The minister's Brussels visit included briefing the European Parliament's Committee on Foreign Affairs on counterterrorism and Iran, as well as addressing a meeting of the European Christian Political Movement.

Corbyn’s Labour Party has been repeatedly rocked by antisemitism scandals since he was elected party leader in 2015.

In September, Corbyn rejected claims of institutional tolerance for antisemitism at the party’s annual conference following renewed claims of discrimination within the party's ranks.

“This is not a nasty party... Anyone using antisemitic language, anyone using any form of racist language, is completely at odds with the beliefs of this party.”
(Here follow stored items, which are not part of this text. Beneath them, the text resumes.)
PR #4121, opened 2022-08-17
Update README to reflect socket interface release

timsehn:
Socket interface supported but not on by default.


jennifersp (approved):
LGTM!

In November, three of Britain's most prominent authors slammed the Labour leadership's "derisory" reaction to antisemitism in an open letter to The Times that garnered considerable public attention.

“We are alarmed that during the past few years, constructive criticism of Israeli governments has morphed into something closer to antisemitism under the cloak of so-called anti-Zionism,” wrote Howard Jacobson, Simon Sebag Montefiore and Simon Schama.
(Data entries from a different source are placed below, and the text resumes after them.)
PR #4122, opened 2022-08-17
Burlier tests for multi-db replication

zachmu:


timsehn (commented):
Should we have a create database/bootsrap w/ clone test?

max-hoffman (approved):
LGTM

timsehn (commented):
I think we should have an explicit create database, set origin and then dolt clone, set replica test as well

zachmu:
> I think we should have an explicit create database, set origin and then dolt clone, set replica test as well

I'll add a test for that when I make it work, definitely broken right now.

PR #4156, opened 2022-08-19
Allows diff to be performed across primary key renames

druvv:


integration-tests/bats/diff.bats
```diff
@@ -869,3 +869,55 @@ SQL
...
+    [ $status -eq 0 ]
+
+    [[ "$output" =~ ' CREATE TABLE `t1` (' ]] || false
+    [[ "$output" =~ '-  `pk` int NOT NULL,' ]] || false
+    [[ "$output" =~ '+  `pk2` int NOT NULL,' ]] || false
+    [[ "$output" =~ '   `col1` int,' ]] || false
+    [[ "$output" =~ '-  PRIMARY KEY (`pk`)' ]] || false
+    [[ "$output" =~ '+  PRIMARY KEY (`pk2`)' ]] || false
+    [[ "$output" =~ ' ) ENGINE=InnoDB DEFAULT CHARSET=utf8mb4 COLLATE=utf8mb4_0900_bin;' ]] || false
+    [[ "$output" =~ '+---+------+------+------+' ]] || false
```
zachmu, line 901: Maybe a little overspecified for the output checks but also fine to be lazy if you make it easy to change.

If you're gonna match large multiline text like this, use this method:

https://github.com/dolthub/dolt/blob/main/integration-tests/compatibility/test_files/bats/compatibility.bats#L135

zachmu (approved):
LGTM. You should think of ways we can make these column mathcing / mapping rules apply consistently throughout the code base, kind of piecemeal right now.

Labour Party leader Jeremy Corbyn (Reuters)

An internal Labour inquiry commissioned by Corbyn cleared the party of antisemitism claims in June 2016. The investigation did find an “occasionally toxic atmosphere” in the party but concluded that it “is not overrun by antisemitism, Islamophobia or other forms of racism.”

Erdan described the inquiry, chaired by Labour politician Shami Chakrabarti, as "empty."

“We don’t think this committee was enough. We still follow and listen to their views and we are concerned that it will lead, it will bring, the UK to a very, very negative place. Still we are optimistic,” Erdan said.

Chakrabarti was nominated for a peerage only weeks later, leading to claims that the report was a “whitewash” in return for the honor.

A poll commissioned by British charity Campaign Against Antisemitism in August saw 83% of Jewish respondents state that Labour is “too tolerant of antisemitism among their MPs, members and supporters.” Only 4% felt that no UK political parties tolerate antisemitism.

Under Corbyn's leadership, the Labour Party defied expectations by winning 40% of the vote in the UK's June 2017 General Election, thereby denying the ruling Conservative Party an overall majority.